__TASK OBJECTIVE__
For the material below, output exactly the span from the line with "--- a/mapping/mapping_test.go" to the line with "a dynamic field.", including both, and nothing besides.

__SUPPLIED RECORDS__
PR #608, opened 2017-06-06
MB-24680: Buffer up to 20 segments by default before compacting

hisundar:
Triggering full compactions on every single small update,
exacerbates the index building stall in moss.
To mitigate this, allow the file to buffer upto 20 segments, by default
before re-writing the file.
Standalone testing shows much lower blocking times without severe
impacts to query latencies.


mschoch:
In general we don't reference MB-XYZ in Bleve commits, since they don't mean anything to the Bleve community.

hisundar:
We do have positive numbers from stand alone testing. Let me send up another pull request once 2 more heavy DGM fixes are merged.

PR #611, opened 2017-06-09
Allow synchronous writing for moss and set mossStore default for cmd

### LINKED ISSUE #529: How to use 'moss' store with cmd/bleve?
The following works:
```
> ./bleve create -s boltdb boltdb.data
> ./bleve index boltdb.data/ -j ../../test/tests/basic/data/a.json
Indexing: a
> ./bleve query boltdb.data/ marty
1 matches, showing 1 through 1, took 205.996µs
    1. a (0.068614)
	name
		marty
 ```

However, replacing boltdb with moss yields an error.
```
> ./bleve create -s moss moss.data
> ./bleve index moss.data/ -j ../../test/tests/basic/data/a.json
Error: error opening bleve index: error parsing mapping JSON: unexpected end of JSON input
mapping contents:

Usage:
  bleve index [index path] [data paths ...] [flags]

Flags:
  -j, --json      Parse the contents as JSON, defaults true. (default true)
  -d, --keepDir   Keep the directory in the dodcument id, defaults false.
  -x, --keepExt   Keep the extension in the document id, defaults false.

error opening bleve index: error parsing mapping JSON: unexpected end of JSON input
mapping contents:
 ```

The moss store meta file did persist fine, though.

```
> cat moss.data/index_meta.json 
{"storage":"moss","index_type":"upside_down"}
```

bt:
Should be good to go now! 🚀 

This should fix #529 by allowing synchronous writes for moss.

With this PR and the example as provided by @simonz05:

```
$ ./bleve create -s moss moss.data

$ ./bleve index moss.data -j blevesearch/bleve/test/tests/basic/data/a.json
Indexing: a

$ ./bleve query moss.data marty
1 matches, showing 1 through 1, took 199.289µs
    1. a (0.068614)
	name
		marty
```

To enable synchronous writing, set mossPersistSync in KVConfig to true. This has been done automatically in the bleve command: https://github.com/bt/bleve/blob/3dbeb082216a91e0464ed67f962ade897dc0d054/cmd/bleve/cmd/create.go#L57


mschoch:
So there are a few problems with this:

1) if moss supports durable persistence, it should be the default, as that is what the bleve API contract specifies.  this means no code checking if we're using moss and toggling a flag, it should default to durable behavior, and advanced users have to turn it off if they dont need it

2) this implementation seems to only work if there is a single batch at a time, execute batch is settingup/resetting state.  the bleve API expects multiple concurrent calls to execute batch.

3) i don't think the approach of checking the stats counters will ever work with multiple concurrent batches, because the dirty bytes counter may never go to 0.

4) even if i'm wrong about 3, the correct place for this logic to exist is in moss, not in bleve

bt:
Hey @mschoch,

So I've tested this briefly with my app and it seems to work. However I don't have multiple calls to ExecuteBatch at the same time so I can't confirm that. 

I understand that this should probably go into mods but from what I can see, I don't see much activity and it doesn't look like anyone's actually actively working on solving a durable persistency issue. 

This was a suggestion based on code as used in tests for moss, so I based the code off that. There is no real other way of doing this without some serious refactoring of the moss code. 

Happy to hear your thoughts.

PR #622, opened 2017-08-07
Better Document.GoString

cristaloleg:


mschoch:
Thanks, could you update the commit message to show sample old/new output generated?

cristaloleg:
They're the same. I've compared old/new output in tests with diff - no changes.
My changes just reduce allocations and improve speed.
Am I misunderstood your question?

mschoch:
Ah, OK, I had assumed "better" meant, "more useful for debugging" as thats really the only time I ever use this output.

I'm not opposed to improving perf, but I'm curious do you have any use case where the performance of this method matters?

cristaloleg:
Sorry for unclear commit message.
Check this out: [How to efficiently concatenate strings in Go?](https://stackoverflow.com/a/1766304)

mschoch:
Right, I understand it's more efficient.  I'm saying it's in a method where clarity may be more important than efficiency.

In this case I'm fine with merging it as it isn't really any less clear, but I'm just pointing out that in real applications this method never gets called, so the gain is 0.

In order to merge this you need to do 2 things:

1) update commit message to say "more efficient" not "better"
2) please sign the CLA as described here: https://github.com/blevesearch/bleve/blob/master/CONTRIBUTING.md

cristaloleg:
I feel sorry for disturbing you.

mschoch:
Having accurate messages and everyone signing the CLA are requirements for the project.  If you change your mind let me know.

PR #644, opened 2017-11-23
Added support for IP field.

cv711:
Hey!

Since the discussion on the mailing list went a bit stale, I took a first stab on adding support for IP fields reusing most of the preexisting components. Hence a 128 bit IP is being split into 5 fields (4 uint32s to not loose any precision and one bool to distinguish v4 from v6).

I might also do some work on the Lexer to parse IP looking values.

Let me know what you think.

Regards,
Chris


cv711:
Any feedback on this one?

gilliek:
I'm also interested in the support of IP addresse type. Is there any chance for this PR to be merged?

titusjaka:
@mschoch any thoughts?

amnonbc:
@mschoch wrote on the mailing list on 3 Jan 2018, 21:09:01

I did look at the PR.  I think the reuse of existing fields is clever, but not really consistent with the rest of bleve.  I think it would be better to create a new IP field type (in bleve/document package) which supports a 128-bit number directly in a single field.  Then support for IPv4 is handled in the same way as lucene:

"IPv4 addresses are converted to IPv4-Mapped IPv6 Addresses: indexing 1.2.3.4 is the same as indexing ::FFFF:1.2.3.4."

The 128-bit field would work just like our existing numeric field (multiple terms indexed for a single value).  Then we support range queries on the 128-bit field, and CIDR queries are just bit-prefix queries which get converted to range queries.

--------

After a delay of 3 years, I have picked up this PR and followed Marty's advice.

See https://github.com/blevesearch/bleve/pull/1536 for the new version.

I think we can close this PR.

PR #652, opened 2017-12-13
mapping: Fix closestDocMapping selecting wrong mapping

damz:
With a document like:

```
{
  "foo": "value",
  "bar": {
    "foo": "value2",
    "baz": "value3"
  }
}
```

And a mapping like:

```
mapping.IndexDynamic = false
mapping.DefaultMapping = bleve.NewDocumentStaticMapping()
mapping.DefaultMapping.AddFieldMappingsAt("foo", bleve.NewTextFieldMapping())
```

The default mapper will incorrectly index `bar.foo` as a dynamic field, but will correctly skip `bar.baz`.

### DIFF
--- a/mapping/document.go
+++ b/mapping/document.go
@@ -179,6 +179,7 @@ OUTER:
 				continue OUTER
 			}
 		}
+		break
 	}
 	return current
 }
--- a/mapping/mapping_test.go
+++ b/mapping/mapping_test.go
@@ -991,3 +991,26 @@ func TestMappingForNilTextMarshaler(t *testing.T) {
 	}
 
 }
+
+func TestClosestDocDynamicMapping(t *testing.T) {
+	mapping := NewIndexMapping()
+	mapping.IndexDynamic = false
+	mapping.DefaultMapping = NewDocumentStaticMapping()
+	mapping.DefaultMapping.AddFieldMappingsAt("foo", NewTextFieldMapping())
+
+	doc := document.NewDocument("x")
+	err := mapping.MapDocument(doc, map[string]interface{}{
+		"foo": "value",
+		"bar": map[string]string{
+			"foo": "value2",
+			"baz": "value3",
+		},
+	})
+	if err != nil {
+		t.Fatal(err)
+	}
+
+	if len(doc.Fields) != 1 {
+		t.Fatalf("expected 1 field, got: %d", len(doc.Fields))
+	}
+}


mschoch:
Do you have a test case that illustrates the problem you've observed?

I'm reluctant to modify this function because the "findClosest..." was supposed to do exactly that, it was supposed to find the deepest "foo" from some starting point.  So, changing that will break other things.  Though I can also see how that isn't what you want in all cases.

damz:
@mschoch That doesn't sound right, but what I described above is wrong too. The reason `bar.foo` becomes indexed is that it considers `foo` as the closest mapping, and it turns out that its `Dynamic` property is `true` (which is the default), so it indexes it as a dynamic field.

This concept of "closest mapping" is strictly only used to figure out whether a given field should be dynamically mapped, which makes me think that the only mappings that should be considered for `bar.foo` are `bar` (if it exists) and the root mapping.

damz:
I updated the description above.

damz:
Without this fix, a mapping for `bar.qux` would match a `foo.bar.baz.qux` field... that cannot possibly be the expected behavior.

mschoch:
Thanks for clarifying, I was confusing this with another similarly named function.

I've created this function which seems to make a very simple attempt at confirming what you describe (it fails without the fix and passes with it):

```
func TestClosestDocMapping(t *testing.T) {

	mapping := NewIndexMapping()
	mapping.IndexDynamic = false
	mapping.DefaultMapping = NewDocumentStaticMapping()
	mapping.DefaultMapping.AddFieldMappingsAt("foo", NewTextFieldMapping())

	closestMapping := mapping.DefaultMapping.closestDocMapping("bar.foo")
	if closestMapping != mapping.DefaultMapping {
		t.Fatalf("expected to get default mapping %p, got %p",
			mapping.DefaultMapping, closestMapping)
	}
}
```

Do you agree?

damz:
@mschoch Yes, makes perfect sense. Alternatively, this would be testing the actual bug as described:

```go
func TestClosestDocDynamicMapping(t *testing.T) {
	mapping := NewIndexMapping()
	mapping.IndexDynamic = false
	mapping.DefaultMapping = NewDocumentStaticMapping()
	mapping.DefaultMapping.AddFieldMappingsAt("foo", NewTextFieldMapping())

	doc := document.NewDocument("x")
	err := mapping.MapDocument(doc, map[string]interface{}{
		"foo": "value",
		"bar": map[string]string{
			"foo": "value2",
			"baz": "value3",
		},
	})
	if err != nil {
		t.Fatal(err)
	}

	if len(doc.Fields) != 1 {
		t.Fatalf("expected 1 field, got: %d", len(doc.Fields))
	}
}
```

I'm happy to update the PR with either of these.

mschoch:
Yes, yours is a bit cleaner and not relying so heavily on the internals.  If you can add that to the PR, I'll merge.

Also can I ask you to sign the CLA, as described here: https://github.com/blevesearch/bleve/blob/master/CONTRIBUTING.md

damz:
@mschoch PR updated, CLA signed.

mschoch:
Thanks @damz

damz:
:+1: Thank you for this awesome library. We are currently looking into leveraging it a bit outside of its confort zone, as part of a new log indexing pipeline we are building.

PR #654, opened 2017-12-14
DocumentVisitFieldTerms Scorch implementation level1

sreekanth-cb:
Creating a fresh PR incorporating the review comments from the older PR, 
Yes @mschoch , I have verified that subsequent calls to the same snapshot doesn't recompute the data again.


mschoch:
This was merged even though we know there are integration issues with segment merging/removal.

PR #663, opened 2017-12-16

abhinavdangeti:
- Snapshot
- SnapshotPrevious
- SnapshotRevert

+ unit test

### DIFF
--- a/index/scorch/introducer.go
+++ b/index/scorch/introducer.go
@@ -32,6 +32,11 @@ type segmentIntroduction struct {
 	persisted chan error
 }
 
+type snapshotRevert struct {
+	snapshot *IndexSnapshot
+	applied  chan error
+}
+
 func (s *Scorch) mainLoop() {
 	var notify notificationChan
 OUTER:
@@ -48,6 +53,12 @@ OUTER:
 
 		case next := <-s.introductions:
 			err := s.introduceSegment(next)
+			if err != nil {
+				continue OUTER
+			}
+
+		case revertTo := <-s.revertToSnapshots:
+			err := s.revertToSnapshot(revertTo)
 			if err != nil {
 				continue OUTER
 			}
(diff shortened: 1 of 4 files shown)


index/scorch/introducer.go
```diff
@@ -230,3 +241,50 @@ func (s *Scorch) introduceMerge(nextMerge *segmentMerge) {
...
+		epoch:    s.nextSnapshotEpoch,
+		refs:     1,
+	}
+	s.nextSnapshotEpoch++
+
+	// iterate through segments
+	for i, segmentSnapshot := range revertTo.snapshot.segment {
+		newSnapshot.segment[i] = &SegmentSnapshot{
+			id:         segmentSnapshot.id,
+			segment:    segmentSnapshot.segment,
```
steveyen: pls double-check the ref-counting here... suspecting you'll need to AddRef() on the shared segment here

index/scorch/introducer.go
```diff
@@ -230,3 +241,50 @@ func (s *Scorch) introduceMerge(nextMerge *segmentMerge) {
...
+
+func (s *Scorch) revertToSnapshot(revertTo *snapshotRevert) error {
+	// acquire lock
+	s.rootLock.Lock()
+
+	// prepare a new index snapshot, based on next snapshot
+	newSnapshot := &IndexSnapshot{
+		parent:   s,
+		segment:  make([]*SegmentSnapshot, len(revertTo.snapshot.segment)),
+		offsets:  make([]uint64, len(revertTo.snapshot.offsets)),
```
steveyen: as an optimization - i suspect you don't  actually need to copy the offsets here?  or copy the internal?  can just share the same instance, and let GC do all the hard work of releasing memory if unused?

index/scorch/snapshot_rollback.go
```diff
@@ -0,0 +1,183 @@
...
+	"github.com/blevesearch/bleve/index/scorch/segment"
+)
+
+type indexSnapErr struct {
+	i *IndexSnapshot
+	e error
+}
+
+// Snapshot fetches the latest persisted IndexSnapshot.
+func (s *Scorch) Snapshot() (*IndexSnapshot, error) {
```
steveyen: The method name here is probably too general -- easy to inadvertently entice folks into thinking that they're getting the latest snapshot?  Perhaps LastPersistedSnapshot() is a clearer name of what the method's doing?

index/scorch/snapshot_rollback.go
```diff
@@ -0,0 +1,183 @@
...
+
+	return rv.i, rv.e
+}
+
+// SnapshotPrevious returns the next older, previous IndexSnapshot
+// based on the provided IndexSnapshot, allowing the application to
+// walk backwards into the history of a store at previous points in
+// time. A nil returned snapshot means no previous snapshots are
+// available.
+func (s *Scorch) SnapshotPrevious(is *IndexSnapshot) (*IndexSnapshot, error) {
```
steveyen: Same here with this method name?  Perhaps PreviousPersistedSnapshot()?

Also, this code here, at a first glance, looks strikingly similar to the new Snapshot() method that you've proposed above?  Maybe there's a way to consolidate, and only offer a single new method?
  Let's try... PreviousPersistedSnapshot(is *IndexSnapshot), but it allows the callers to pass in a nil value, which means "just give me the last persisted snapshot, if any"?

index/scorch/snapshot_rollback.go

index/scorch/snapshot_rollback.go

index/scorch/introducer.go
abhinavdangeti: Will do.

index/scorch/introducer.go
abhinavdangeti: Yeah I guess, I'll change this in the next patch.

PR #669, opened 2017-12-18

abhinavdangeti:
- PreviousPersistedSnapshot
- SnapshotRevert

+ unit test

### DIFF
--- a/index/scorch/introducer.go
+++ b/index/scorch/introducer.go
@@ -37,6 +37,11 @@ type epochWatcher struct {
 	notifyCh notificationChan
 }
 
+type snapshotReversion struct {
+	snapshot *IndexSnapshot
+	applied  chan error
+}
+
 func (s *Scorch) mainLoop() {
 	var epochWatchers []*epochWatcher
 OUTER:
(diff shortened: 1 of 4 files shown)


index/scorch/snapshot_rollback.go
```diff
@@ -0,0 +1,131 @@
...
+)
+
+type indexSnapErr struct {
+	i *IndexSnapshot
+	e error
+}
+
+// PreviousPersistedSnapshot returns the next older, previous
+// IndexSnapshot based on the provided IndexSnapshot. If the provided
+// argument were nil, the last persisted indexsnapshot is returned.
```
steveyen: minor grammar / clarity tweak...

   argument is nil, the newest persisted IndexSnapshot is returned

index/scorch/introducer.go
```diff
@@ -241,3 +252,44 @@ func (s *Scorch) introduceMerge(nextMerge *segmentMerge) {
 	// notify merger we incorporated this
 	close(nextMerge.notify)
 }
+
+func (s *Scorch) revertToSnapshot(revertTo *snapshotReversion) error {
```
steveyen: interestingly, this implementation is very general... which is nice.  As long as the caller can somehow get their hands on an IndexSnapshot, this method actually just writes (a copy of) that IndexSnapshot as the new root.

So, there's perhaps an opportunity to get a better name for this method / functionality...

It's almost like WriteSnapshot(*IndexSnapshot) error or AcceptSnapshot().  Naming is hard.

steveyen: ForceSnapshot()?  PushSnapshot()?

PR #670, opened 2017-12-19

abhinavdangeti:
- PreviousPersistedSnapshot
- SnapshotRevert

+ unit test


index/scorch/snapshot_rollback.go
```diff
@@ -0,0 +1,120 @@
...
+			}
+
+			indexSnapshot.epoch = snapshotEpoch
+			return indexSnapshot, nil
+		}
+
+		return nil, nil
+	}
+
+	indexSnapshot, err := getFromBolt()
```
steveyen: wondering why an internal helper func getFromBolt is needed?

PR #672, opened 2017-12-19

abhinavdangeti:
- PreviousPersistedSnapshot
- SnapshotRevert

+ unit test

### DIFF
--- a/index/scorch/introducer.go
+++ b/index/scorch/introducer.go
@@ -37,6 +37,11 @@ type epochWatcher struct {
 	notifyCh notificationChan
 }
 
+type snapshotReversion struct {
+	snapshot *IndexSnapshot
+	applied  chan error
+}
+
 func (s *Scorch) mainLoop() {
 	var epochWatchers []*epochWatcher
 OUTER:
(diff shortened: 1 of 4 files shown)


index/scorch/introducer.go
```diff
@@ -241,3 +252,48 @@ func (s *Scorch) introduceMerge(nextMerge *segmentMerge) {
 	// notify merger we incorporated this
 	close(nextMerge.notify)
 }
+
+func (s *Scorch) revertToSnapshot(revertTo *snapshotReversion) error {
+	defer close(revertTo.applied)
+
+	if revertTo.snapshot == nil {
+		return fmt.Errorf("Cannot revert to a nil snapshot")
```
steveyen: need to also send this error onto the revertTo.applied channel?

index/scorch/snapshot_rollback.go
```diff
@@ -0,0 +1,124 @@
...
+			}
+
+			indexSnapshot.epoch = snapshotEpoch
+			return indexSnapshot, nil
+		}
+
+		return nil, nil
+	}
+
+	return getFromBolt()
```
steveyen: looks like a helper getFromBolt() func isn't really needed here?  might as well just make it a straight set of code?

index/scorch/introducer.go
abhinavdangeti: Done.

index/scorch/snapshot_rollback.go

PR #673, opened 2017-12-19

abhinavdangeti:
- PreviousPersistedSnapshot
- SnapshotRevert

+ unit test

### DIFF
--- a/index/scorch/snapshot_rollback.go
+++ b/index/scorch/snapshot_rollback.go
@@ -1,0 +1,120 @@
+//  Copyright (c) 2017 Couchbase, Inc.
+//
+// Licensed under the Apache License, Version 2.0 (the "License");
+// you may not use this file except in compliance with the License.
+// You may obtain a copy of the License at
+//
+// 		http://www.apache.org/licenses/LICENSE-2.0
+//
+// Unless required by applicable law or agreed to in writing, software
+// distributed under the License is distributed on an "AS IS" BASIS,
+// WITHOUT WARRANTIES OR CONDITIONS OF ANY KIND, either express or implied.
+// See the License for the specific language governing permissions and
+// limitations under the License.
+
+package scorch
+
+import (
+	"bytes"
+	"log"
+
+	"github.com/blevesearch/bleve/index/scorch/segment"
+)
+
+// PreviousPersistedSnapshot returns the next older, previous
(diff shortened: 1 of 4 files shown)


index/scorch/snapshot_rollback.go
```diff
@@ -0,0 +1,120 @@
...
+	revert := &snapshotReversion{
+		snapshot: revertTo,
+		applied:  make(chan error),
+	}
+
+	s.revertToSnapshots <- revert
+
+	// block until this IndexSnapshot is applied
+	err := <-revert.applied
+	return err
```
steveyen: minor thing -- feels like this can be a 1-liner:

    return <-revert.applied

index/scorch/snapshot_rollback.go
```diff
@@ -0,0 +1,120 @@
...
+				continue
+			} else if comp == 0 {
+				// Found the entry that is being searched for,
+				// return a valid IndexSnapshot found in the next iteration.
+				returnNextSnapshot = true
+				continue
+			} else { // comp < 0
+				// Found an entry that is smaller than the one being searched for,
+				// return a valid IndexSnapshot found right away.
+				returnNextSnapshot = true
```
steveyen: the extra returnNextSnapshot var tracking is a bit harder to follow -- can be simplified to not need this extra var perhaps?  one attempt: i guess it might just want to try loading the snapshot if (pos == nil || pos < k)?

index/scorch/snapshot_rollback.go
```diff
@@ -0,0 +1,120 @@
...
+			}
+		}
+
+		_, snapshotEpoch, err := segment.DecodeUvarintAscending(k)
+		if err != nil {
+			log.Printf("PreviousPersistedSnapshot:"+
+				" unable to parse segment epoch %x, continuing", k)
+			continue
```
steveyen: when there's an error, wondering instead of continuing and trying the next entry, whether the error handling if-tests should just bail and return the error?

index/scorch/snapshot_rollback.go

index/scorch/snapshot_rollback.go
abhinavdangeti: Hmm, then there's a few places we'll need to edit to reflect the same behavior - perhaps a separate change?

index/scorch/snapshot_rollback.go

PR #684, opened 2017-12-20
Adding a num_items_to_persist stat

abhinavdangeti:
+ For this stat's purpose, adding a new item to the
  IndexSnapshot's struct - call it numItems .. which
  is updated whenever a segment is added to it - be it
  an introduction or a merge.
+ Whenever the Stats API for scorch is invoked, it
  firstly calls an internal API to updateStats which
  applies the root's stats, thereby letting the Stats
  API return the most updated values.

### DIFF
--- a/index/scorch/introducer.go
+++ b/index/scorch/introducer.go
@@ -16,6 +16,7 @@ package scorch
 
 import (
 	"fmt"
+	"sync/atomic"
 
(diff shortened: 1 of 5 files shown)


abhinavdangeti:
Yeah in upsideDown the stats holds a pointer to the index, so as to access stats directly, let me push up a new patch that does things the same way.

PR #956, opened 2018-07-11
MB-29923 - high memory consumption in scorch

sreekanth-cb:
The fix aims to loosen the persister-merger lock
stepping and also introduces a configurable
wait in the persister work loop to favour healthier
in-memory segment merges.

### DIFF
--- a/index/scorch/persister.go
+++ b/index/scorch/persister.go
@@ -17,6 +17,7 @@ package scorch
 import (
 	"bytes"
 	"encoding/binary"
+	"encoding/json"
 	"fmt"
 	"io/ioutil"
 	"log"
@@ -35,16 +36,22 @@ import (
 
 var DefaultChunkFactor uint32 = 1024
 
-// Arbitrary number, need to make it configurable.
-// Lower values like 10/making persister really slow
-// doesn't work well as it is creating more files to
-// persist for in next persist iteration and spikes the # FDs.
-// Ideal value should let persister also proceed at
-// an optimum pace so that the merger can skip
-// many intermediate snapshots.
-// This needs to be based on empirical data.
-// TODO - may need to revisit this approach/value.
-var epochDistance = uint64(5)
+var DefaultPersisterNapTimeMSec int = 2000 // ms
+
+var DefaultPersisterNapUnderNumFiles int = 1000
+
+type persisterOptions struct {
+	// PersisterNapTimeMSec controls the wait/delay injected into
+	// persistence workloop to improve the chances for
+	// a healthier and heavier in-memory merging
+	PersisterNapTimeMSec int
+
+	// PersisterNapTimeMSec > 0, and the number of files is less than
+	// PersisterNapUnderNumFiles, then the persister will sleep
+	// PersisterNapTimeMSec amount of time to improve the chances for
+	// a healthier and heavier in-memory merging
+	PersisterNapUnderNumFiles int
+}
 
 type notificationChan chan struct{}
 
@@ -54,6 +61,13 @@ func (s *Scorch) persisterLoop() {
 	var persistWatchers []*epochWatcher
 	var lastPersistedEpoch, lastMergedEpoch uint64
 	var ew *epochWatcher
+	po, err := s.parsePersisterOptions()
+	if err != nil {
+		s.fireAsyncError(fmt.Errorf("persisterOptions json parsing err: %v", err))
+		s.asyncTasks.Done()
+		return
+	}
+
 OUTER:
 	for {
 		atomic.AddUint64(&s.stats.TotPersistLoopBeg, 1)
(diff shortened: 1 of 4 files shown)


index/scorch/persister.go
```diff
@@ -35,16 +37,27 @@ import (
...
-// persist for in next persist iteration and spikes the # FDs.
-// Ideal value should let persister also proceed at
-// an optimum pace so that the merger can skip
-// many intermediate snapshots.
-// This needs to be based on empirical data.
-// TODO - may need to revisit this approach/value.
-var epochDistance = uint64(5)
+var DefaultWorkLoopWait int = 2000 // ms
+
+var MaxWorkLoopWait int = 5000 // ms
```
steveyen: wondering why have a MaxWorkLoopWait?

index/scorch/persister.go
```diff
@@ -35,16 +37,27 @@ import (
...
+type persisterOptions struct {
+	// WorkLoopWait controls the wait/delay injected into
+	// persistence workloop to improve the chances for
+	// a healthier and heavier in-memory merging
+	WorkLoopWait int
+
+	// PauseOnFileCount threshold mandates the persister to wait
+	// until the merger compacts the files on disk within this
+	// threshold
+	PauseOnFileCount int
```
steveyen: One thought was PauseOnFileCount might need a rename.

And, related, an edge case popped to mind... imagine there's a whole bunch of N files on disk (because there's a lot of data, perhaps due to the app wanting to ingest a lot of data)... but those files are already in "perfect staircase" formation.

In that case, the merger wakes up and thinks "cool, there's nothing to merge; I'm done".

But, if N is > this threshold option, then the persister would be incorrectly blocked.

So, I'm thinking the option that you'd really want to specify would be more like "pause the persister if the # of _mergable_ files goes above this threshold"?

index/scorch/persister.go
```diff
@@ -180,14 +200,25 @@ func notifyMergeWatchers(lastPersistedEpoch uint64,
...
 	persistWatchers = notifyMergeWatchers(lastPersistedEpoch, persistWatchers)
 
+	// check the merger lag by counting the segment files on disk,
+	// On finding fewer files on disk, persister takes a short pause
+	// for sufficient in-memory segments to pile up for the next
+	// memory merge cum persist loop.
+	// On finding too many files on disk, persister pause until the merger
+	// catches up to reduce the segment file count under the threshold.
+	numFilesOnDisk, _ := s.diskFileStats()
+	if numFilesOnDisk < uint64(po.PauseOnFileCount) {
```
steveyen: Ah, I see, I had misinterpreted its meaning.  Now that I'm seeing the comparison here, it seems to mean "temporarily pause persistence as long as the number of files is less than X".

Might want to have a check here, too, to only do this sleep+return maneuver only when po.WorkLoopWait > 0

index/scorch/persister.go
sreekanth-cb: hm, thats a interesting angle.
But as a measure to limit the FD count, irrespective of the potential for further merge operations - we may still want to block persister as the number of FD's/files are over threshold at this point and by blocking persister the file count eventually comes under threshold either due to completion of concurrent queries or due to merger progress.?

__SOLUTION__
--- a/mapping/mapping_test.go
+++ b/mapping/mapping_test.go
@@ -991,3 +991,26 @@ func TestMappingForNilTextMarshaler(t *testing.T) {
 	}
 
 }
+
+func TestClosestDocDynamicMapping(t *testing.T) {
+	mapping := NewIndexMapping()
+	mapping.IndexDynamic = false
+	mapping.DefaultMapping = NewDocumentStaticMapping()
+	mapping.DefaultMapping.AddFieldMappingsAt("foo", NewTextFieldMapping())
+
+	doc := document.NewDocument("x")
+	err := mapping.MapDocument(doc, map[string]interface{}{
+		"foo": "value",
+		"bar": map[string]string{
+			"foo": "value2",
+			"baz": "value3",
+		},
+	})
+	if err != nil {
+		t.Fatal(err)
+	}
+
+	if len(doc.Fields) != 1 {
+		t.Fatalf("expected 1 field, got: %d", len(doc.Fields))
+	}
+}


mschoch:
Do you have a test case that illustrates the problem you've observed?

I'm reluctant to modify this function because the "findClosest..." was supposed to do exactly that, it was supposed to find the deepest "foo" from some starting point.  So, changing that will break other things.  Though I can also see how that isn't what you want in all cases.

damz:
@mschoch That doesn't sound right, but what I described above is wrong too. The reason `bar.foo` becomes indexed is that it considers `foo` as the closest mapping, and it turns out that its `Dynamic` property is `true` (which is the default), so it indexes it as a dynamic field.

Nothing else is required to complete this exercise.